Community banks are ready for relief

Dodd-Frank was designed primarily to rein in large Wall Street firms. But small and medium-size community banks say they have been crushed under new regulatory burdens since the financial crisis.

A lot of community banks are in rural areas that Trump won, said Paul Merski of Independent Community Bankers of America. They are now looking to the Trump administration for relief, he said. "We kind of got swept up by the Wall Street meltdown," Merski said.

The changes smaller banks want vary, but come down to a simple principle: They shouldn't face the same sort of rules as megabanks such as Goldman Sachs or Bank of America.

"Regulation shouldn't be one size fits all," Merski said. "You shouldn't have the same regulatory burdens on a community bank, which has a simple business model, that you have in a trillion dollar institutions. If a community bank fails, it is not going to bring down the financial system."

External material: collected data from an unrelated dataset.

PR #263, opened 2026-05-21
[codex] Treat read aloud button clicks as explicit speech

### LINKED ISSUE #234: Read aloud interest check
I have a personal patch that reads aloud the response, sometimes when I'm too lazy to read it all. For normal voice it requires some ONNX model, like Kokoro, 200 MB, running on CPU. Otherwise a robotic unpleasent one that was built in the distro. 
Any interest?
Can add it as opt-in, with a comfortable download model from HF for those who want it.
Will probably make it MCP for live conversation next.

avifenesh:
## Summary

Fixes the message-level Read Aloud button path so a visible speaker click is treated as the explicit user action it already is.

The backend and setup flow can be healthy while the button still returns to idle if the app-side runtime opt-in gate or settings path drifts. This keeps direct/internal speech calls guarded by the runtime setting, but lets the explicit message button call the same backend with `requireEnabled:false`.

This also keeps conversation mode compatible with the new explicit-button handler shape, so `source:"conversation"` continues to route through Read Aloud after both features are enabled.

Refs #234.

## Validation

- `git diff --check`
- `node --test linux-features/conversation-mode/test.js`


avifenesh:
@Leay15 can you check if this build  solve your solution?

Leay15:
@avifenesh now everything works as expected, I saw a little bug but it isn't a blocker

When the conversation follows, the button miss its state so the button begins to say the wrong hint

Leay15 (approved):

avifenesh:
@Leay15 thanks, good catch. I pushed a small follow-up in `8952856` that keeps the composer voice button hint tied to `codexLinuxConversationActive`, so it now shows the stop hint while the conversation is active and repairs older/static patched bundles too.

Validated locally:
- `node --test linux-features/conversation-mode/test.js`
- `git diff --check`

avifenesh:
I reproduced another rare conversation-mode ordering issue before patching it:

- section one starts speaking
- an older completed assistant message re-renders during the tool gap / while the next section is pending
- before this fix, that older message could become the next queued speech item

Pushed `f8ee7e0` to keep the speech cursor on the pending assistant turn. Completed text that arrives while another section is still being spoken is held at the speech boundary; if the real next live turn appears before that boundary, it replaces the old deferred text. That keeps normal multi-turn speech working while preventing the jump back.

Added regression coverage for both orderings:
- old completed message appears after the newer live section starts
- old completed message appears during the tool gap before the newer live section starts

Validated locally:
- `node --test linux-features/conversation-mode/test.js`
- `git diff --check`

avifenesh:
Added one more regression guard in `baf78c9` for the exact same-message-after-finish case:

- speak a completed assistant message
- run its speech completion timer
- re-render the same completed message with both the same key and a different key
- assert it is still spoken only once

This passed on the PR branch and also passes on the commit before `f8ee7e0`, so the simple same-final-rerender case was already guarded. The repeat reported in the live older app is therefore more likely the multi-section/tool-gap selection path covered by `f8ee7e0`, where an older assistant item can be selected as the next speech item while the response is still active.

Validation after the added guard:
- `node --test linux-features/conversation-mode/test.js`
- `git diff --check`

PR #1000, opened 2026-07-15
Restore Agent Workspaces in current settings navigation

PinguuSS:
## Summary

- patch the current Settings catalog that owns the visible navigation list
- insert `agent-workspaces` into both current catalog representations
- reject mixed or incomplete catalog state without writing any assets

## Problem

The existing patch creates the Agent Workspaces route, metadata, and settings page, but the current shared Settings catalog still omits `agent-workspaces`. The active renderer filters the route out, so the patch report reports the feature as applied while the navigation entry remains invisible.

## Current upstream validation

- base repository: `c06cd5ab3d658becb1cb57f1728c850b3b4a7dd0`
- app: ChatGPT Desktop `26.707.72221`
- Electron: `42.1.0`
- DMG SHA-256: `40e34814e74e30943c209ebd4da94cd4de3581a52c5bffbe2bcf2e488d6361c6`
- DMG size: `615731826` bytes

An isolated build with only `agent-workspace` enabled reports both feature descriptors as `applied`. In a side-by-side runtime, Agent Workspaces appears between Environments and Worktrees and the settings page renders successfully.

The branch was rebased after the prior administrative closure and revalidated against the current `main`. No open or merged PR supersedes this fix.

## Tests

- `node --test linux-features/agent-workspace/test.js` (32 passed)
- `node --test linux-features/*/test.js` (599 passed)
- `node --test scripts/patch-linux-window-ui.test.js` (396 passed)
- current-DMG isolated build and patch-report acceptance
- `node --check` on generated assets containing Agent Workspaces markers
- `git diff --check`

### DIFF
--- a/linux-features/agent-workspace/patch.js
+++ b/linux-features/agent-workspace/patch.js
@@ -1918,6 +1918,40 @@ function isAgentWorkspaceSettingsNavigationBundleSource(currentSource) {
   );
 }
 
+const CURRENT_SETTINGS_CATALOG_SLUGS = "local-environments.worktrees.environments";
+const PATCHED_SETTINGS_CATALOG_SLUGS = "local-environments.agent-workspaces.worktrees.environments";
+const CURRENT_SETTINGS_CATALOG_ITEMS = "{slug:`local-environments`},{slug:`worktrees`}";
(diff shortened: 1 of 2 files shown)


ilysenko (approved):
Reviewed the diff and relevant local tests; looks good.

PR #1009, opened 2026-07-15
Expose GSettings schemas to the Nix launcher

colonelpanic8:
## Summary

- add the GTK 3 and desktop GSettings schema roots to the Nix launcher environment
- preserve any existing `XDG_DATA_DIRS` entries
- add a flake check that verifies both schema roots are embedded in the built wrapper

This lets `gsettings` calls from the launcher resolve their schemas on NixOS without downstream source patches.

## Validation

- `nix build -L .#checks.x86_64-linux.nix-gsettings-schema-wrapper`

### DIFF
--- a/.github/workflows/ci.yml
+++ b/.github/workflows/ci.yml
@@ -220,6 +220,7 @@ jobs:
             .#codex-desktop-computer-use-ui
             .#codex-desktop-remote-mobile-control
             .#codex-desktop-computer-use-ui-remote-mobile-control
+            .#checks.x86_64-linux.nix-gsettings-schema-wrapper
             .#checks.x86_64-linux.watchdog-linux-features
           )
           for output in "${outputs[@]}"; do
--- a/flake.nix
+++ b/flake.nix
@@ -345,6 +345,15 @@
           stdenv.cc.cc.lib
           zlib
         ]);
+        gsettingsSchemaPackages = with pkgs; [
+          gsettings-desktop-schemas
+          gtk3
+        ];
+        gsettingsSchemaRoot = pkg:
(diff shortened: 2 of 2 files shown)


ilysenko (changes requested):
Thanks for the focused Nix fix. One runtime issue needs to be addressed before merge.

`makeWrapper --prefix XDG_DATA_DIRS` turns an unset or empty variable into only the two Nix schema roots. This removes the effective XDG defaults (`/usr/local/share:/usr/share`) and can hide system desktop, icon, and MIME data from the launcher. Please prefix the schema roots onto `${XDG_DATA_DIRS:-/usr/local/share:/usr/share}` while preserving explicitly configured entries.

Please also add an executed runtime check covering unset, empty, and explicitly populated `XDG_DATA_DIRS`, and ensure that check is built by CI rather than only evaluated with `nix flake check --no-build`.

colonelpanic8:
Addressed the requested XDG behavior in d0120b8:

- unset or empty `XDG_DATA_DIRS` now falls back to `/usr/local/share:/usr/share` before the Nix schema roots are prefixed
- explicitly populated values are preserved after the schema roots
- the check executes the actual generated wrapper for unset, empty, and populated cases
- CI now explicitly builds `.#checks.x86_64-linux.nix-gsettings-schema-wrapper`

Validated locally with `nix flake check --no-build` and a successful build of the targeted check. The complete CI rerun is green: Rust/smoke, Debian, RPM, pacman, and Nix package builds all passed. Ready for re-review.

ilysenko (approved):
Reviewed current head d0120b84571697b77ef80a428c1177546c706165. The XDG_DATA_DIRS default-preservation blocker is fixed, the wrapper runtime check now covers unset/empty/populated values, and CI is green.

PR #1010, opened 2026-07-15
Fix inactive Browser Use webview attachment on Linux

tannerpolley:
## Summary

- retarget Browser webview recovery to the current split store, host, and hidden-host renderer assets
- allow an inactive Browser Use conversation to mount its hidden webview while a different conversation owns the visible Browser panel
- keep the hidden host suppressed when the same logical Browser tab is already visible, avoiding duplicate webviews
- report optional drift when any matched recovery asset loses its current production needles
- add patch-report regressions for all three recovery descriptors

## Root cause

The Browser Use store was synchronizing correctly, but `HiddenBrowserUseWebviewHost` returned `null` whenever its conversation was not the active route and any Browser panel was open. Browser automation can target an inactive synthetic conversation while the visible task owns the panel. In that state the hidden host chunk loaded, but no `<webview>` was mounted, so neither `will-attach-webview` nor `did-attach-webview` fired and the 15-second wait timed out.

The current upstream DMG also splits the recovery seams across three renderer assets, so the obsolete combined onboarding-bundle descriptor can no longer restore the store and host halves together.

## Validation

- `node --test scripts/patch-linux-window-ui.test.js`: 397/397 passed
- `bash tests/scripts_smoke.sh`: passed
- current upstream DMG `26.715.31925`: isolated build accepted with unrelated optional warnings; all three Browser recovery descriptors applied
- full-restart check: after terminating and relaunching the isolated app, a new task owned by the restarted instance opened `https://example.com/` through Browser and returned `Example Domain` without an attachment timeout
- generated Browser assets passed `node --check`; `git diff --check` passed

The branch is rebased onto the current `main` and the pending full-restart gate is complete.

### DIFF
--- a/scripts/patch-linux-window-ui.test.js
+++ b/scripts/patch-linux-window-ui.test.js
@@ -8877,6 +8877,60 @@ test("current split Browser webview assets apply all recovery descriptors withou
   }
 });
 
+test("reports drift when current split Browser recovery assets lose their primary needles", () => {
+  const cases = [
+    {
+      assetName:
+        "app-initial~artifact-tab-content.electron~app-main~appgen-settings-page~page~pull-request-r~mxek7o2y-BH5mkLvE.js",
+      patchName: "linux-browser-use-webview-attach-recovery-store",
+    },
+    {
+      assetName:
+        "app-initial~app-main~pull-request-route~onboarding-page~hotkey-window-thread-page~quick-cha~mo2avlln-Be1pn_Z1.js",
+      patchName: "linux-browser-use-webview-attach-recovery-host",
+    },
+    {
+      assetName: "browser-sidebar-hidden-browser-use-webview-host-DbLBblbO.js",
+      patchName: "linux-browser-use-hidden-host-ownership",
+    },
+  ];
+
+  for (const { assetName, patchName } of cases) {
+    const tempRoot = fs.mkdtempSync(path.join(os.tmpdir(), "codex-browser-recovery-drift-"));
+    try {
+      const buildDir = path.join(tempRoot, ".vite", "build");
+      const assetsDir = path.join(tempRoot, "webview", "assets");
+      fs.mkdirSync(buildDir, { recursive: true });
+      fs.mkdirSync(assetsDir, { recursive: true });
+      fs.writeFileSync(path.join(buildDir, "main.js"), "module.exports={}");
+      fs.writeFileSync(path.join(assetsDir, assetName), "function A(){return null}");
+
+      const report = createPatchReport();
+      const corePatchRoot = path.join(
+        __dirname,
+        "patches",
+        "core",
+        "all-linux",
+        "webview",
+        "browser-use-attach-recovery",
+      );
+      captureWarns(() => patchExtractedApp(tempRoot, { report, corePatchRoot }));
+
+      assert.equal(
+        report.patches.find((patch) => patch.name === patchName)?.status,
+        "skipped-optional",
+        patchName,
+      );
+      assert.ok(
+        optionalDriftFromReport(report).some((patch) => patch.name === patchName),
+        patchName,
+      );
+    } finally {
+      fs.rmSync(tempRoot, { recursive: true, force: true });
+    }
+  }
+});
+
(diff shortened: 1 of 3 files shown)


Yo-DDV (changes requested):
Thanks for the patch. I think this still needs one change before it can be treated as fixing the current upstream drift.

The store descriptor added at `scripts/patches/core/all-linux/webview/browser-use-attach-recovery/patch.js:17` does not match the upstream DMG that this PR's own `Build App Against Upstream DMG` job tested. That job passed overall, but its patch summary says `linux-browser-use-webview-attach-recovery-store` was `skipped-optional`, and the final acceptance verdict was `accepted_with_warnings`. So the host half can apply while the store half is still missing, which means the recovery patch is not actually fully restored on the current DMG.

Could you retarget the store descriptor to the real current store chunk and add a regression/report check that catches this case? A green CI job is a bit misleading here because optional patch drift is allowed to pass, but for this PR the skipped store half is the behavior being fixed.

ilysenko:

ilysenko (changes requested):
Thanks for the update. The ownership change itself matches the reported inactive-conversation failure, and the previous descriptor issue was fixed for DMG 26.707.72221.

The currently supported DMG is now 26.715.21425, however. Against the current DMG, `linux-browser-use-webview-attach-recovery` is `skipped-optional` while only `linux-browser-use-hidden-host-ownership` applies. The descriptor still targets the obsolete combined onboarding chunk, and the new “current assets” regression test reproduces that older layout rather than the current split store/host assets.

Please rebase onto current `main`, retarget the recovery descriptors and implementation exclusively to the current DMG layout, remove the obsolete combined-bundle path as required by the current-DMG-only policy, update the patch-report regression with current production shapes, and rerun the upstream build. Please also complete the pending full-restart live Browser attachment validation and mark the PR ready for review.

PinguuSS:
I reproduced the current-DMG failure independently and prepared the requested retarget on top of current `main` plus this PR:

https://github.com/PinguuSS/codex-desktop-linux/commit/a4ca14d

The current `26.715.21425` renderer has three separate assets:

- store: `app-initial~artifact-tab-content.electron~app-main~appgen-settings-page~page~pull-request-r~mxek7o2y-BH5mkLvE.js`
- host: `app-initial~app-main~pull-request-route~onboarding-page~hotkey-window-thread-page~quick-cha~mo2avlln-Be1pn_Z1.js`
- hidden host: `browser-sidebar-hidden-browser-use-webview-host-deXVCWnB.js`

The commit removes the obsolete combined-bundle descriptor, creates current-only store and host descriptors, updates the host lifecycle fixture to the production shape, and adds a patch-report regression requiring all three descriptors to be `applied`.

Validation completed against DMG SHA-256 `ff459150991612007549270d2d28c5e78cec6bd6ac200a7ada5ed6c031369b87` (`26.715.21425`, Electron `42.3.0`):

- current-DMG isolated build: `accepted_with_warnings`
- all three Browser recovery descriptors: `applied`
- second pass over the three generated assets: byte-stable / already applied
- `node --check` on all three generated assets
- `node --test scripts/patch-linux-window-ui.test.js`: 377/377
- `bash tests/scripts_smoke.sh`: passed
- `git diff --check`: passed

Live side-by-side validation also passed: `tabs.new()` returned tab `1` immediately, the webview reached `will attach -> did attach -> runtime attached -> open wait resolved`, and navigation to `https://example.com/` returned `Example Domain`. The installed unpatched build instead disposes/removes the hidden host immediately and times out after 15 seconds.

I restarted the isolated app and confirmed that it relaunched cleanly, but the external test task binding did not re-register with that restarted side-by-side instance. I am therefore not claiming the pending full-restart Browser attachment check as complete; that last check still needs to be run from a task actively owned by the restarted instance.

After rebasing the PR branch onto current `main`, the commit above should be available to cherry-pick.

ilysenko:

ilysenko (approved):
Reviewed the current head after the split current-DMG Browser recovery retarget, patch-report regression coverage, and full-restart validation update. The previous blockers are resolved.

PR #1016, opened 2026-07-16
fix(browser): scope socket directory per Linux user

### LINKED ISSUE #1015: Scope the Browser Use socket directory per Linux user
## Summary

The Chrome extension host and bundled Browser clients use the global Linux socket directory:

```text
/tmp/codex-browser-use
```

The host correctly requires this directory to be owned by the effective UID and restricts it to mode `0700`. However, because the default path is not scoped by UID, the first user who creates it prevents other users on the same Linux system from starting Browser Use.

## Reproduction

1. User A creates or starts Browser Use using `/tmp/codex-browser-use`.
2. The directory becomes owned by User A and is restricted to mode `0700`.
3. User B starts the Chrome extension host with the default configuration.
4. Startup fails during `prepare_socket_dir` because the directory belongs to another UID.

The ownership check can be reproduced by pointing the host at an existing directory owned by another UID:

```text
Error: unix socket directory is owned by uid 0, expected 1000: /tmp
```

## Expected behavior

Each Linux user should receive an isolated Browser Use socket directory without weakening the existing ownership, permission, socket-mode, or `SO_PEERCRED` checks.

A suitable default could be:

```text
$XDG_RUNTIME_DIR/codex-browser-use
```

with a fallback such as:

```text
/tmp/codex-browser-use-$UID
```

The Browser/IAB discovery path and the Chrome extension host must continue resolving the same directory.

## Related work

Issue #841 and PR #843 addressed interference between IAB discovery and active Chrome extension sockets inside the shared `/tmp/codex-browser-use` directory.

This is a separate multi-user isolation issue: those changes prevent one backend from disrupting another for the same user, while this issue concerns ownership conflicts between different Linux users.

## Impact

A local user—or simply the first legitimate user to start Browser Use—can prevent other users on the same machine from using the feature.

This affects availability only. The existing `0700` directory mode, `0600` socket mode, unpredictable socket name, and `SO_PEERCRED` validation continue protecting confidentiality and authorization.

danielcadev:
## Summary

- resolve Browser Use sockets under `$XDG_RUNTIME_DIR/codex-browser-use` on Linux
- fall back to a UID-scoped `/tmp/codex-browser-use-$UID` directory
- keep the Rust extension host plus bundled Browser and Chrome clients on the same path
- preserve `CODEX_BROWSER_USE_SOCKET_DIR` as the explicit override

## Why

The global `/tmp/codex-browser-use` default is created with owner-only permissions. That is correct for one user, but on a multi-user system the first user to create it prevents every other user from starting Browser Use.

This change scopes the default per Linux user without weakening the existing directory ownership, socket permissions, unpredictable socket names, or peer-credential checks. The Windows named-pipe path is unchanged.

Fixes #1015
Related to #841
Follow-up to #843

## Validation

- `node --test scripts/lib/patch-browser-client-iab-socket-scope.test.js` (5 passed)
- `cargo test -p codex-computer-use-linux --bin codex-chrome-extension-host` (60 passed)
- `bash tests/scripts_smoke.sh` (all passed, including Debian, RPM, pacman, AppImage, Browser, and Chrome staging)
- applied the patch helper to the current bundled Browser and Chrome client shapes

`rustfmt` and `clippy` are not installed in the local environment; the required GitHub CI job will run both.

### DIFF
--- a/.github/workflows/upstream-build-app.yml
+++ b/.github/workflows/upstream-build-app.yml
@@ -14,10 +14,14 @@ on:
       - scripts/ci/upstream-dmg-*.js
       - scripts/validate-upstream-dmg.js
       - scripts/lib/candidate-install.sh
+      - scripts/lib/bundled-plugins.sh
+      - scripts/lib/browser-client-node-repl-runtime.test.js
+      - scripts/lib/patch-browser-client-iab-socket-scope.js
       - scripts/lib/patch-validation.js
       - scripts/lib/upstream-dmg-acceptance.js
       - scripts/lib/upstream-dmg-release-profile.js
       - scripts/lib/linux-features.js
+      - computer-use-linux/src/bin/codex-chrome-extension-host.rs
       - linux-features/**
       - .github/workflows/upstream-build-app.yml
   push:
@@ -33,10 +37,14 @@ on:
       - scripts/ci/upstream-dmg-*.js
       - scripts/validate-upstream-dmg.js
       - scripts/lib/candidate-install.sh
+      - scripts/lib/bundled-plugins.sh
+      - scripts/lib/browser-client-node-repl-runtime.test.js
+      - scripts/lib/patch-browser-client-iab-socket-scope.js
       - scripts/lib/patch-validation.js
       - scripts/lib/upstream-dmg-acceptance.js
       - scripts/lib/upstream-dmg-release-profile.js
       - scripts/lib/linux-features.js
+      - computer-use-linux/src/bin/codex-chrome-extension-host.rs
       - linux-features/**
       - .github/workflows/upstream-build-app.yml
   workflow_dispatch:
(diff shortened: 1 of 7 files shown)


ilysenko (changes requested):
Thanks for the focused multi-user isolation fix. I found three runtime blockers:

- The injected socket resolver reads `process.env` and `process.getuid()` inside the packaged `node_repl`, where `process` is intentionally unavailable. Importing the patched staged Browser client through the real runtime fails with `process is not defined`; the unit test masks this by injecting a fake `process`. Please use a supported bridge and add a real-runtime import test for both staged clients.
- The Browser client and Chrome native host resolve `$XDG_RUNTIME_DIR` independently in different processes. If their environments differ, they select different rendezvous directories. Please use one deterministic cross-process path or explicitly pass a shared resolved path.
- Please guard the complete AF_UNIX socket path length and fall back to a short UID-scoped path when `$XDG_RUNTIME_DIR` would exceed `sun_path`.

The existing directory ownership, `0700`/`0600` modes, and `SO_PEERCRED` checks otherwise remain intact.

danielcadev:
Thanks for catching these runtime issues. I rebased onto current main and addressed the three blockers:

- The injected resolver no longer accesses the unavailable global `process` inside `node_repl`; it now uses the supported `node:os` API.
- The Browser client and Chrome native host use the same deterministic UID-scoped default under `/tmp`, independent of `XDG_RUNTIME_DIR`.
- The native host validates the complete AF_UNIX socket path before binding.

I also added a regression test that imports both staged Browser and Chrome clients through the packaged `node_repl` runtime.

Local rustfmt, Clippy, Rust tests, Node tests, smoke tests, actionlint, and the real-runtime import test pass.

ilysenko (approved):
Reviewed current head 8494ee9. The previous runtime blockers are resolved: the Browser and Chrome paths now share a deterministic UID-scoped socket directory, the node_repl client import no longer depends on process, and the native host validates the full Unix socket path while preserving ownership, mode, and SO_PEERCRED checks.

These banks, for example, want to raise the $50 billion asset threshold at which banks face tougher oversight. That should be raised to $250 billion, industry officials say. Also, the CFPB is considering a new rule requiring banks to comply with the same reporting requirements when making a small business loan as they do with a mortgage, Merski said. That extra paperwork, and the threat of facing prosecution or a fine if it is not filed correctly, will scare some banks away from making small business loans, he said.

"If this could be stopped it would help a lot of people," Merski said. "Banks operate on a small margin, every penny of additional staff you have to hire" to keep up with new regulations hurts.

Bankruptcy without disaster

One of the clearest lessons of the financial crisis is just how difficult it is to put a large, complicated financial institution through bankruptcy. Under Dodd-Frank, troubled banks that are too complicated for the regular bankruptcy process would fall under the "Orderly Liquidation Authority." This provision gives a regulator the ability to declare a company's failure risky to the financial system and take over. The Federal Deposit Insurance Corp. would run the process rather than a judge and could lend the company funds and take other steps to prevent its financial problems from bleeding to the rest of the financial system.

This provision also gives regulators the ability to collect fees from banks to recoup any costs incurred in unwinding the financial institution. That way taxpayers would not be stuck picking up the bill.

But critics say the process is cumbersome and object to the collection of fees from other banks. Instead, they say, this provision of Dodd-Frank should be eliminated and the U.S. bankruptcy code should be updated to handle more complicated cases.

"What matters more than anything, at this point, is that we figure out an approach to resolution that is not just a hope, and which will in fact reduce systemic fallout, said Kurt Schacht of CFA, an association of investment professionals. "We are concerned we are not there yet under" Dodd Frank Act.